Exercise directions
What you return should be each line of the data containing the string "good".

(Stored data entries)
_ _ _ _
PR #108, opened 2025-02-07
Move the dev-data docs to an executable script

michaelkirk:

PR #113, opened 2025-02-07
Fix tests, CI fetches data with dev script

michaelkirk:
#107 changed where the pbfs live, but we didn't update the unit tests, so those are failing locally now.

Ironically, because we *also* didn't change the CI script to match our new developer layout, CI continued to pass.

In #108 I added a script to download all the useful dev data. I wanted to use that script in CI to fetch data in the same way we're using it locally, but the dev data is quite large (500MB+), so I've broken out a `fetch_test_data` subscript that fetches only the data we need for testing (20MB or so).

### DIFF
--- a/.github/workflows/test.yml
+++ b/.github/workflows/test.yml
@@ -19,19 +19,7 @@ jobs:
           key: cargo-test-${{ hashFiles('backend/Cargo.lock') }}
 
       - name: Download test inputs
-        run: |
-          cd web/public
-
-          mkdir osm
-          cd osm
-          wget https://assets.od2net.org/severance_pbfs/bristol.pbf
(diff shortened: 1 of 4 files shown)


.github/workflows/test.yml
```diff
@@ -3,6 +3,7 @@ name: Tests
 on:
   push:
     branches: [main]
+  pull_request:
```
michaelkirk, line 6: Don't miss it! I also enabled tests for PRs. 👀👀👀

dabreegster (approved):
Thank you for cleaning up my mess! It's a code smell when a GH workflow starts to have more than a few commands; a separate script was a good idea for many reasons.

PR #2490, opened 2015-04-22
[bug 1152816] Add Firefox for iOS to AAQ

rehandalal:
r?


mythmon:
Should the iOS icon be transparent? Right now it has a white background.

rehandalal:
That's how it was in the bug where they created a logo. It's got rounded corners to match app icons on iOS. We won't see it because it's on a white background though.

mythmon:
I tried asking a question. It all seemed to work fine. You're right, this looks fine on the site. However, on Mobile, it seems that if there are no suggested articles (which there aren't for iOS), the mobile AAQ gets stuck. That shouldn't be a problem once all this lands.

Do we need to add an icon for the mobile site? Or is that generated in some way from the big one?

Lets double check with Madalina if this can go out now or needs to wait.

rehandalal:
I added the icon to the product so it should show up on mobile on production.

mythmon:
I talked with Roland and Co. about this during the Project meeting today. We shouldn't land this yet, so this PR will just have to be open for a while. It is pretty isolated, so that shouldn't be a problem in terms of merge conflicts.

mythmon:
This is a good PR, but 3 months later, this is a merge conflict, and I have no idea when iOS support is going to be "turned on". The new AAQ has a different idea of products, so this might even be obsolete by the time it is needed. I'm going to close this to tidy things up.

PR #2492, opened 2015-04-22
[Bug 1156206] Enable Tswana as a locale for SUMO

vesper-mozilla:
This should add tn as a localizable locale on SUMO and redirect users to
the FAQ page by default.


mythmon:
LGTM. r+ once Travis goes :green_apple:

mythmon:
I'm not totally sure what is up here. Go ahead and undo that change to the test. It isn't really interesting here anyways.

mythmon:
You merged master into this. That isn't a good idea, because it creates a history that is unnecessarily convoluted at no gain. It would have been better to just make your commit and push it, instead of pulling from master.

Also, in the future, it would be better to make a branch for your changes, so that you can avoid problems like this. Additionally, under our new migration system, you'll need to add a migration any time you add a locale. I'll go over how to do that with you once I get it all figured out.

Given all that, I'm going to close this PR. Sorry about that.

PR #2496, opened 2015-04-23
Show python and django version in env admin page.

rlr:
This changes the Environment admin page to show python and django version in addition to the wsgi stuff.

r?

### DIFF
--- a/kitsune/kadmin/admin.py
+++ b/kitsune/kadmin/admin.py
@@ -1,7 +1,7 @@
 import re
 import sys
 
-from django import http
+from django import VERSION
 from django.conf import settings as django_settings
 from django.contrib import admin
 from django.db import connection
@@ -9,7 +9,6 @@ from django.shortcuts import render_to_response
 from django.template import RequestContext
 from django.views import debug
 
-import jinja2
 from celery import current_app
 from redis import ConnectionError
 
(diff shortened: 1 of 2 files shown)


kitsune/kadmin/admin.py
```diff
@@ -49,10 +48,14 @@ def celery_settings(request):
 
 
 def env(request):
-    """Admin view that displays the wsgi env."""
-    return http.HttpResponse(u'<pre>%s</pre>' % (jinja2.escape(request)))
-
-admin.site.register_view('env', view=env, name='WSGI Environment')
+    """Admin view that displays env info."""
+    return render_to_response('kadmin/env_view.html', {
+        'request': request,
```
willkg: In fjord, the request gets added to the jinja environment for every template rendering. Is that not true in kitsune?

willkg:
Hey! Ur stealing my codez! r+

kitsune/kadmin/admin.py
rlr: These are django templates though. And now I am confused as to why it works on fjord and not here.

willkg: Oh, right. We do that in django-land, too:

https://github.com/mozilla/fjord/blob/master/fjord/settings/base.py#L548

PR #2499, opened 2015-04-28
[DO NOT MERGE] Introducing Cool Search.

AdrianGaudebert:
This is for @mythmon's eyes. I'm showing this as a PR because it's nicer to read. Feel free to close any time. :)

### DIFF
--- a/kitsune/coolsearch/static/js/Result.jsx
+++ b/kitsune/coolsearch/static/js/Result.jsx
@@ -1,0 +1,10 @@
+export default class Result extends React.Component {
+    render() {
+        return (
+            <article className={"result " + this.props.type}>
+                <h3><a className="title" href="">{this.props.title}</a></h3>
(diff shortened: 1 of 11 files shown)


kitsune/coolsearch/static/js/Result.jsx
```diff
@@ -0,0 +1,10 @@
+export default class Result extends React.Component {
```
mythmon: Calling this file Result might be problematic. Although it seems like everything is namespaced with the Django app, JS files all get put into the same directory. I didn't figure out how to deal with this with the community hub React stuff. You may want to call this SearchResult, or maybe namespace all these files as `kitsune/coolsearch/static/js/coolsearch/Result.jsx`.

mythmon:
There isn't much actually going on except the boot strap, but what is here looks good.

PR #2501, opened 2015-04-29
[Bug 1158595] Enable section collapsing for all KB articles with a ToC.

mythmon:
r?


rlr:
I opened a few articles and it WFM. r+

PR #2502, opened 2015-04-30
Run migrations for real when deploying.

rlr:
Almost forgot about this.

r?


mythmon:
Ooh, yeah that would be bad to forget.

PR #2503, opened 2015-04-30
Add migrations for choice changes on locale fields.

mythmon:
These are migrations that should have been added with other code changes, but weren't, because no one thought they were making migration-worthy changes.

r?


willkg:
I just wrote up bug 1160296 (https://bugzilla.mozilla.org/show_bug.cgi?id=1160296). I kind of think we should fix that bug instead of landing these migrations.

willkg:
I wrote up bug 1160296, we discussed it, then decided it wasn't a hot idea.

Therefore, r+ on this.

PR #2504, opened 2015-05-01
[Bug 1159479] Add breadcrumbs to KB articles.

mythmon:
This resolves the issue of picking which topic/product to use for a document when there are multiple choices by picking one based on display_order. It doesn't try and preserve the navigation history of a user. It only tries to give the user an idea of where in the hierarchy they are, and how  they can explore the surrounding concepts.

r?


rehandalal:
travis ^

mythmon:
Fixed ^

rehandalal:
r+

PR #2505, opened 2015-05-01
[bug 1160493] Kill the rest of south 

rlr:
I think this covers it all.

I am pretty sure we dont need to do any special deconstruct for LocaleField. TimeZoneField should probably have one but that's off in some third party lib. We should probably break that off into a separate bug if we think it's needed (I am not clear on that).

r?


mythmon:
Django's migration seem to have figured out everything about the TimeZoneField, as far as I can tell. If there is a problem there (and I don't think there is) we can come back to it.

r+

PR #2506, opened 2015-05-04
[Bug 1156206] Enable Tswana as a locale for SUMO

vesper-mozilla:
This should add tn as a localizable locale on SUMO and redirect users to
the FAQ page by default. (with no added mess like in the previous PR, apologies for that)


mythmon:
Looks good.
_ _ _ _
Answer to this exercise
Thank you for cleaning up my mess! It's a code smell when a GH workflow starts to have more than a few commands; a separate script was a good idea for many reasons.
This is a good PR, but 3 months later, this is a merge conflict, and I have no idea when iOS support is going to be "turned on". The new AAQ has a different idea of products, so this might even be obsolete by the time it is needed. I'm going to close this to tidy things up.
You merged master into this. That isn't a good idea, because it creates a history that is unnecessarily convoluted at no gain. It would have been better to just make your commit and push it, instead of pulling from master.
There isn't much actually going on except the boot strap, but what is here looks good.
Looks good.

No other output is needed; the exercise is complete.